Highlights included 91.26 metres of 0.38% copper, 0.3g/t gold and 4.12g/t silver from 36.7m in the second hole; and 59m grading 0.28% copper, 0.16g/t gold and 2.44g/t silver from 21m in the first.
President and CEO Maurizio Napoli said the grade and length were "considerable" given they were from two shallow test holes in an area not previously tested by diamond drilling.
"The fact that mineralisation is near surface unlike many deposits in the area is also a critical factor," he said.
Further assays were pending but Napoli said the company was pleased with the size of the system it was starting to delineate at the Burgundy trend.
Crystal Lake had claimed the discovery of a new copper-gold porphyry zone earlier this month at its Newmont Lake project, the 72' zone, about 2.3km from Burgundy Ridge which it has renamed the Ridge zone.

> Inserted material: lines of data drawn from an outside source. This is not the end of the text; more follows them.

Issue #1239, opened 2019-12-17
Feature CLK_HROW_R_CK_GCLKx_ACTIVE not emitted


mkurc-ant:
I noticed that we emit these features only when a particular output of a `BUFHCE` is in use. But we do not emit them for CLK_HROW tiles in which no `BUFHCE` is used and there is an active clock wire passing through them.

Consider a design for xc7a50t where the `CLK_HROW_TOP_R_X60Y130` tile has active `BUFHCE`s in it. But the clock signal is routed from a `BUFG` in `CLK_BUFG_BOT_R_X60Y48` tile through `CLK_HROW_TOP_R_X60Y78`. The "bottom" CLK_HROW tile does not have anything active inside.

In such a design Vivado emits a `CLK_HROW_R_CK_GCLKx_ACTIVE` feature for the `CLK_HROW_TOP_R_X60Y78` tile while SymbiFlow don't. Anyways, the design works correctly in hardware.

PR #1237, opened 2019-12-17
[xc7] Add clock placer

acomodi:
This PR builds on top of https://github.com/SymbiFlow/symbiflow-arch-defs/pull/1232 as a fix for the python linter was needed.

With prjxray ad prjxray-db updated to latest version, containing the clock_region addition, this PR should now go green.

PR #1262, opened 2020-01-10
fasm2bels IO settings from EBLIF

mkurc-ant:
This PR adds the functionality to fasm2bels that reads `IOSTANDARD` and `DRIVE` parameters from EBLIF file and applies them to IO buffers.

The mapping between EBLIF cells and IO buffers decoded from fasm is done through top-level port names and locations read from a PCF file. Therefore both EBLIF and PCF files need to be provided.


mithro:
fasm has support for annotations -> https://github.com/SymbiFlow/fasm/blob/master/docs/specification.rst#annotations -- these type of things are probably a good use of them?

mkurc-ant:
@mithro But that won't help much. The problem is that the actual IOSTANDARD and DRIVE cannot be unambiguously decoded from the fasm / bitstream. And since the fasm is created from the bitstream there is nothing reliable to annotate it with. What we need is a way to pass the information from the design to fasm2bels so it can set these parameters accordingly.

Right now it is a separate JSON file. But as fasm2bels can use eblif for other things we can pass the parameters in there.

utils/eblif.py
```diff
@@ -8,8 +8,8 @@
 ]
 
 sub_level = [
-    "cname",
     "attr",
+    "param",
```
litghost: Can you explain this change?  Maybe add a comment to global explaining what is going on here?  This change seems suspicious, but presumably there is a good reason for it.

xc7/fasm2bels/iob_models.py
```diff
@@ -94,53 +94,52 @@ def append_obuf_iostandard_params(
...
-            for i, d, s in possible_iostandards:
-                eprint(
-                    " {}| {}| {}|".format(
-                        i.ljust(18),
-                        str(d).ljust(7), s.ljust(5)
-                    )
-                )
-            eprint("")
+        # Demote NSTD-1 to warning
+        top.disable_drc("NSTD-1")
```
litghost: Under what circumstances should the code ever reach this path?  Why is this not a failure?

xc7/fasm2bels/iob_models.py
```diff
@@ -159,38 +158,42 @@ def append_ibuf_iostandard_params(
...
-        # Valid
-        else:
-            bel.parameters["IOSTANDARD"] = '"{}"'.format(iostandard)
+        eprint("Candidates are:")
+        for i in possible_iostandards:
+            eprint(" {}".format(i.ljust(15)))
+        eprint("")
+
+        # Demote NSTD-1 to warning
+        top.disable_drc("NSTD-1")
```
litghost: Under what circumstances should the code ever reach this path? Why is this not a failure?

xc7/fasm2bels/verilog_modeling.py
```diff
@@ -1245,12 +1248,110 @@ def __init__(self, db, grid, conn, name="top"):
...
+    def make_iosettings_map(self, parsed_eblif):
+        """
+        Builds map of top-level port names to cell names and cell names to IO
+        # settings map using data from a parsed EBLIF file.
+        """
+
+        # Map of EBLIF cell types of IO buffers to their ports connecting them
+        # with IO pads.
+        IOBUF_PORTS = {
+            "IBUF_VPR": ["I"],
```
litghost: There should **not** be an assumption that the input bitstream came from VPR.  This map should not be contained with `fasm2bels` at all, but a tool in front of it.  That tool can assume VPR.  That tool can then be adapted for nextpnr or Vivado itself as needed.

xc7/tests/iosettings/generate.py
```diff
@@ -68,10 +67,10 @@
                     ("P18", "R18"),
                 ]
         },
-    "arty":
+    "arty-full":
         {
             "BUFG":
-                "BUFGCTRL_X0Y0",
+                "BUFGCTRL_X0Y16",
```
litghost: There should no longer be a need to explicitly specify BUFG locations now that https://github.com/SymbiFlow/symbiflow-arch-defs/pull/1237 is merged

xc7/fasm2bels/verilog_modeling.py
mkurc-ant: The assumption is about the eblif, not the bitstream. Since Vivado cannot write eblifs its reasonable. But now when I gave some thoughts to it I have a better idea.

xc7/fasm2bels/iob_models.py
mkurc-ant: Generally this happens when the IOSTANDARD and DRIVE parameters provided externally (via eblif or cmd line parameters) do not match possibilities that can be inferred from the fasm.

The condition will also be triggered when there is no external IOSTANDARD and DRIVE information provided.

I'm not sure whether this should be treated as an error. After all the design can be imported to Vivado for inspection even with some IOs do not have any IO standard assigned.

utils/eblif.py
mkurc-ant: First, the variable `sub_level` was not used at all in the code. Now it lists keywords that define parameters / attributes of a cell, which values are to be stored in a dictionary. I've added a comment to the code.

xc7/tests/iosettings/generate.py
mkurc-ant: Ok, fixed that.

mkurc-ant:
I've updated the PR and fixed some bugs as well. These are the IOSTANDARD test results I'm getting on my machine:

For `diff_output_arty-full_DIFF_SSTL135`, `output_arty-full_LVCMOS15`, `output_arty-full_LVCMOS25` and `output_arty-full_LVCMOS33`.
- Failure related to https://github.com/SymbiFlow/symbiflow-arch-defs/issues/1239

For `inout_arty-full_LVCMOS18` and `output_arty-full_LVCMOS18`
- Incorrect handling of the `PUDC_B` special pin site. I've created an issue for that: https://github.com/SymbiFlow/symbiflow-arch-defs/issues/1263

The test for single ended SSTL135 results in unknown bits. See https://github.com/SymbiFlow/prjxray/issues/1182

The rest of the tests passes correctly with the IOSTANDARD and DRIVE passed from Yosys to EBLIF and decoded from it by fasm2bels.

utils/eblif.py
litghost: > the variable `sub_level` was not used at all in the code

That answers my questions :)

xc7/fasm2bels/iob_models.py
litghost: Still wondering about this?

xc7/fasm2bels/iob_models.py
litghost: In all cases, the IOSTANDARD needs to be supplied or explicit from the bitstream, yes?  In the event that an input from Vivado is supplied, it should have the right data?

xc7/fasm2bels/verilog_modeling.py
litghost: Ya, the new code looks much better

litghost:
I'm unclear, are the failing cases present and disabled, or simply not present?  Should we add the failing cases and comment them out?

mkurc-ant:
@litghost All of them are enabled. When the CI finishes I hope to see the same failures as on my local machine.

litghost:
Looks like some of the DRAM tests started failing, unclear why.  Can you replicate that?

mkurc-ant:
@litghost Yes. These failures happened for https://github.com/SymbiFlow/symbiflow-arch-defs/pull/1234 in which PCFs were unified. I guess that there are some unused I/O pins in ROI targets. That causes broken routes in fasm2bels.

I'll investigate which targets are failing and why.

mkurc-ant:
It looks like the vivado targets for DRAM tests were never ran until #1234 was merged. I've checked randomly picked "stable" (merge) commits from between 6 months ago and now and those tests always failed.

xc7/fasm2bels/iob_models.py
litghost: Still don't understand why this is not an error.

litghost:
Can we disable the test that is failing because of  #1263 and re-enable it once that issue is fixed?

xc7/fasm2bels/iob_models.py
mkurc-ant: This is not an error (for fasm2bels) because if it was then the lack of external IOSTANDARD data would cause the fasm2bels flow to fail. Very often one wants to import a design to Vivado just to look at placement and routing, not necessarily generate a bitstream. Therefore I think that fasm2bels should print a warning that it's missing IOSTANDARD data, but not fail.

From the Vivado bitstream generation it is an error, correct IOSTANDARD has to be specified. If the information is not available to fasm2bels (no EBLIF file of the design given), then one has to supply it externally to Vivado somehow (via XDC ?).

I agree that maybe disabling `NSTD-1` in case of missing IOSTANDARD data is not a good idea. Thoughts?

Now that you mentioned it: When decoding a Vivado bitstream with fasm2bels there is no EBLIF to take IOSTANDARD from. I'm not sure how to supply that data to fasm2bels in this case. Through the XDC file of the original design? Do you have any other ideas?

mkurc-ant:
@litghost I've disabled the LVCMOS18 test which was failing due to #1263. The rest of failing ones should pass once https://github.com/SymbiFlow/symbiflow-arch-defs/pull/1271 is merged.

xc7/fasm2bels/iob_models.py
litghost: But all bitstreams have an iostandard?  Therefore if the iostandard cannot be determined, that **is** a fatal error for fasm2bels

litghost: But all bitstreams have an iostandard?  Therefore if the iostandard cannot be determined, that **is** a fatal error for fasm2bels

litghost:
> @litghost I've disabled the LVCMOS18 test which was failing due to #1263. The rest of failing ones should pass once #1271 is merged.

Ok, so rebase on master and things should be green except for the previously failing vendor tests?  Please do so, and we'll see.

xc7/fasm2bels/iob_models.py
litghost: > IOSTANDARD data would cause the fasm2bels flow to fail. Very often one wants to import a design to Vivado just to look at placement and routing

But how can you be confident in fasm2bels unless it generates the same bitstream?

litghost: > Now that you mentioned it: When decoding a Vivado bitstream with fasm2bels there is no EBLIF to take IOSTANDARD from. I'm not sure how to supply that data to fasm2bels in this case. Through the XDC file of the original design? Do you have any other ideas?

This is a totally valid question, which we can file a feature request for and fix in a future version.

mkurc-ant:
Rebased.

mkurc-ant:
@litghost So now fasm diff fails only for the `murax` test. This is what we expect.
```
ERROR: [DRC RTSTAT-5] Partial antennas: 3 net(s) have a partial antenna. The problem bus(es) and/or net(s) are 
```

It said receding glaciers at Burgundy continued to expose new mineral showings at surface, with assays pending from a channel sample at the newly-exposed Green Rock showing.
Napoli, who took on the top jobs at the start of this month, has added another role in a further management shuffle.
He is replacing Richard Savage on the board after the director resigned last week to pursue new interests.
Mining identity Rob McEwen had backed the company as part of a circa C$1.5 million raising at 30c per hard dollar unit in September.
The company's shares, which were trading above C40c a year ago, touched a 52-week low of 11.5c intraday.
They closed down 7.7% on Friday to 12c to capitalise it at $13.5 million (US$10.3 million).